PR #616, opened 2020-06-17
Firefox: Pass IgnoreHttpsErrorsTests

kblok:
related to #106


kblok:
@Meir017 I had the feeling this was the one

kblok:
@Meir017 `IgnoreHTTPSErrors` is at the browser level in Firefox. So this test was affecting other tests coming after that.

PW doesn't have this issue because they run this test after HTTPS tests :p  

Create a browser for this test should fix the issue.

Meir017:
@kblok damn, that's sneeky

PR #623, opened 2020-06-18
Skip ShouldFireDisconnectedWhenClosingWithWebSocket on Firefox linux

kblok:
we will fix this on #622

### DIFF
--- a/src/PlaywrightSharp.Tests/Launcher/LaunchWebSocketOptionTests.cs
+++ b/src/PlaywrightSharp.Tests/Launcher/LaunchWebSocketOptionTests.cs
@@ -1,4 +1,5 @@
 using System.Threading.Tasks;
+using PlaywrightSharp.Tests.Attributes;
 using PlaywrightSharp.Tests.BaseTests;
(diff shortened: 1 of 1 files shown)


src/PlaywrightSharp.Tests/Launcher/LaunchWebSocketOptionTests.cs
```diff
@@ -48,7 +49,7 @@ public async Task ShouldSupportTheWebSocketOption()
         ///<playwright-file>launcher.spec.js</playwright-file>
         ///<playwright-describe>Playwright.launch |webSocket| option</playwright-describe>
         ///<playwright-it>should fire "disconnected" when closing with webSocket</playwright-it>
-        [Retry]
+        [SkipBrowserAndPlatformFact(skipFirefox: true, skipLinux: true)]
```
Meir017, line 52: this should have a comment mentioning it would be fixed in #622

kblok: Not necessary. We can track that here in GitHub.

PR #634, opened 2020-06-20
Update launcher tests

### LINKED ISSUE #514: Review changes on launcher.spec.js
This PR might help https://github.com/kblok/playwright/pull/2/files. This issue is not only about the test itself, but also see what was changed under the hood

kblok:
closes #514


Meir017:
@kblok I think that adding `Microsoft.Extensions.Logging` should be a separate PR

kblok:
@Meir017 agree.

kblok:
Takings this back @Meir017. The logger is not just a method call in pw (https://github.com/microsoft/playwright/blob/master/src/server/browserType.ts#L108) is part of the API. 
I won't implement all the logging but I'm going to implement this API wise, so we don't need to go back to this a change all the API again.

PR #803, opened 2020-09-01
VS Code setup

kblok:
Created two launch settings to launch the PDF and Screenshot Demos. 
I also added a task to run tests
image

image


kblok:
@dgozman 😉

PR #844, opened 2020-09-11
Remove Microsoft.AspNetCore.StaticFiles dependency

slang25:
Reused existing code to replace the need for `Microsoft.AspNetCore.StaticFiles`.
Also removed old `InternalsVisibleTo` attributes to the legacy projects.


kblok:
Thank you @slang25. I'll merge it in a few days when I get green tests back. Just in case we don't break anything with this :)

kblok:
@slang25 would you mind pulling from master?

slang25:
Sure, done 🙂

Issue #157, opened 2020-01-24
Build docfx site


kblok:

Meir017:
@kblok can this be closed?

kblok:
Yes Sir!

PR #893, opened 2020-10-02
Initial docs using docfx

Meir017:
related to #157


Meir017:
something is working https://meir017.github.io/playwright-sharp/api/index.html
image

Meir017:
in order for this to work I had to do the steps of creating a secret described here - https://github.com/maxheld83/ghpages#secrets

arjun27:
This is awesome! I'm wondering if we can set it up like in the Python repo: https://github.com/microsoft/playwright-python/blob/master/.github/workflows/deploy-docs.yml#L27

GITHUB_TOKEN is pre-configured on Actions agents.

kblok:
I would follow this recipe to push to the gh_pages branch https://github.com/dotnetconfig/dotnet-config/blob/dev/.github/workflows/pages.yml

kblok:
Another thing @Meir017. Only if it's a small flag, if not we can leave that for later.
http://www.puppeteersharp.com/ doesn't have a global search as https://dotnetconfig.org/
Could you check if that's easy to add?

Meir017:
@kblok adding 
```json
"globalMetadata": {
      "_appTitle": "Playwright Sharp",
      "_enableSearch": true
    }
```
solved this :)
image

kblok:
This is awesome!

kblok:
I think that scope wise this is great.
I would make it build only on `tag`. So we show the docs of the published app. But I would merge it as is so we get the first doc up and running.

@Meir017 do you want to create a PR on https://github.com/kblok/playwright-sharp  so we make sure that the gh-pages branch works?

We would need to work on the home page @arjun27

Meir017:
@kblok I created the PR on https://github.com/Meir017/playwright-sharp to make sure it works.
to verify that it works I added 
```yml
on:
  push:
    branches:
      - master
  pull_request:
    branches:
      - master
```
so it will run for each commit :)
and you can see it here - https://meir017.github.io/playwright-sharp

kblok (approved):

Meir017:
I think it's better to have the docs be built even without tags, this way even typo fixes will be deployed and won't wait for a version release

kblok:
@Meir017 that's a fair point, but pushing an unshipped API to the official site won't be ok. No one will care about the docs from the master branch.
Can we add a manual trigger (https://github.blog/changelog/2020-07-06-github-actions-manual-triggers-with-workflow_dispatch/) in case of a red alert?

>not sure it's possible with docfx but maybe we could add a way to view previous version docs similar to playwright

https://playwright.dev/ rocks. The search is awesome. It feels great. I would create markdowns based on the XML and use the same tool. But my ultimate dream is hosting our docs in docs.microsoft.com.

Meir017:
@kblok now it can run manually too.
I copied the release part from playwright, is it correct?
image

kblok:
@Meir017 sounds perfect!

PR #894, opened 2020-10-02
Fix PDF generation

### LINKED ISSUE #884: Error when generating pdf
When trying to generate a pdf after updating to latest nuget package (0.111.2), I receive the following error:
`PlaywrightSharpException: options.format.toLowerCase is not a function`

after calling it like this:
```
var result = await page.GetPdfAsync(null, pdfConversionOptions.Scale, pdfConversionOptions.DisplayHeaderFooter, pdfConversionOptions.HeaderTemplate, pdfConversionOptions.FooterTemplate,
  pdfConversionOptions.PrintBackground, pdfConversionOptions.Landscape, pdfConversionOptions.PageRanges, pdfConversionOptions.Format, pdfConversionOptions.Width, pdfConversionOptions.Height,
  pdfConversionOptions.Margin, pdfConversionOptions.PreferCSSPageSize);
```

I tried also specifying directly `PaperFormat.Letter` for example but I receive the same error...

kblok:
closes #884

### DIFF
--- a/src/PlaywrightSharp/Page.cs
+++ b/src/PlaywrightSharp/Page.cs
@@ -701,6 +701,11 @@ namespace PlaywrightSharp
             Margin margin = null,
             bool preferCSSPageSize = false)
         {
+            if (BrowserContext.BrowserName != "chromium")
+            {
+                throw new NotSupportedException($"{BrowserContext.BrowserName} doesn't support this action.");
+            }
+
             byte[] result = Convert.FromBase64String(await _channel.GetPdfAsync(
                 scale,
                 displayHeaderFooter,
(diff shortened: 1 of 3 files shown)


src/PlaywrightSharp/Page.cs
```diff
@@ -701,6 +701,11 @@ public async Task<IResponse> WaitForResponseAsync(Func<IResponse, bool> predicat
             Margin margin = null,
             bool preferCSSPageSize = false)
         {
+            if (BrowserContext.BrowserName != "chromium")
```
Meir017, line 704: do we have a constant for this?

PR #901, opened 2020-10-04
devops: run tests on all operating systems

### LINKED ISSUE #833: Add Windows and Linux to the CI

mxschmitt:
it can only go wrong

Closes #833

### DIFF
--- a/.github/workflows/tests.yml
+++ b/.github/workflows/tests.yml
@@ -9,9 +9,14 @@ on:
       - master
 
 jobs:
-  chromium-mac:
+  test:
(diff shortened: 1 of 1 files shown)


.github/workflows/tests.yml
```diff
@@ -9,9 +9,14 @@ on:
       - master
 
 jobs:
-  chromium-mac:
+  test:
     name: Chromium on MacOS
```
kblok, line 13: We need a new name :)

mxschmitt: yep

PR #1263, opened 2021-03-05
chore(generator): IWorker

### LINKED ISSUE #1252: Use generated IWorker

avodovnik:
Closes #1252


avodovnik:
We can't merge this, unless https://github.com/microsoft/playwright/pull/5730 merges, because we're expecting the method to become `async`.

src/PlaywrightSharp/Contracts/IWorker.generated.cs
```diff
@@ -0,0 +1,133 @@
...
+		/// function declaration, it is interpreted as a function. Otherwise, evaluated as an
+		/// expression.
+		/// </param>
+		/// <param name="arg">Optional argument to pass to <paramref name="expression"/>.</param>
+		Task<IJSHandle> EvaluateHandleAsync(string expression, object arg = null);
+	
+		string Url { get; }
+
+
+#pragma warning disable CS1574 // XML comment has cref attribute that could not be resolved
```
kblok, line 123: Is this a bug in the generator?

src/PlaywrightSharp/Contracts/Models/UndefinedEvaluationArgument.cs
```diff
@@ -0,0 +1,34 @@
...
+    /// Represents an `Undefined` argument.
+    /// </summary>
+    public sealed class UndefinedEvaluationArgument : IEquatable<UndefinedEvaluationArgument>
+    {
+        /// <summary>
+        /// Initializes a new instance of the <see cref="UndefinedEvaluationArgument"/> class.
+        /// </summary>
+        private UndefinedEvaluationArgument()
+        {
+            // NOOP
```
kblok, line 17:
```suggestion
```

src/PlaywrightSharp/Worker.cs
```diff
@@ -53,48 +52,35 @@ public Worker(IChannelOwner parent, string guid, WorkerInitializer initializer)
...
+        }
 
-        /// <inheritdoc/>
-        public async Task<JsonElement?> EvaluateAsync(string expression, object arg)
-            => ScriptsHelper.ParseEvaluateResult<JsonElement?>(await _channel.EvaluateExpressionAsync(
-                script: expression,
-                isFunction: expression.IsJavascriptFunction(),
-                arg: arg,
-                serializeArgument: true).ConfigureAwait(false));
+        private object TranslateObject(object obj)
```
kblok, line 76: Why do we need this? Can't we use `EvaluateArgument.Undefined` and that's it?

src/PlaywrightSharp/Contracts/IWorker.generated.cs
avodovnik: No, it's due to the fact we're migrating one by one. The reference *will* be there, when we move all the interfaces over.

src/PlaywrightSharp/Worker.cs
avodovnik: We _could_, but it would mean making a whole bunch of the other stuff public, that's currently `internal` and I would much much rather have a separate object. It also doesn't mess with the logic of where it's used (i.e. it's not used for transport, but it gets translated) and that will bring it inline to where we want to be, mid-term future. Hence my decision to go with a separate one.

kblok (approved):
☆ ☆ ☆
◆ HOW TO COMPLETE THIS TASK:
Every line above that includes the word "GetPdfAsync" should be listed.

◆ EXPECTED ANSWER:
var result = await page.GetPdfAsync(null, pdfConversionOptions.Scale, pdfConversionOptions.DisplayHeaderFooter, pdfConversionOptions.HeaderTemplate, pdfConversionOptions.FooterTemplate,
             byte[] result = Convert.FromBase64String(await _channel.GetPdfAsync(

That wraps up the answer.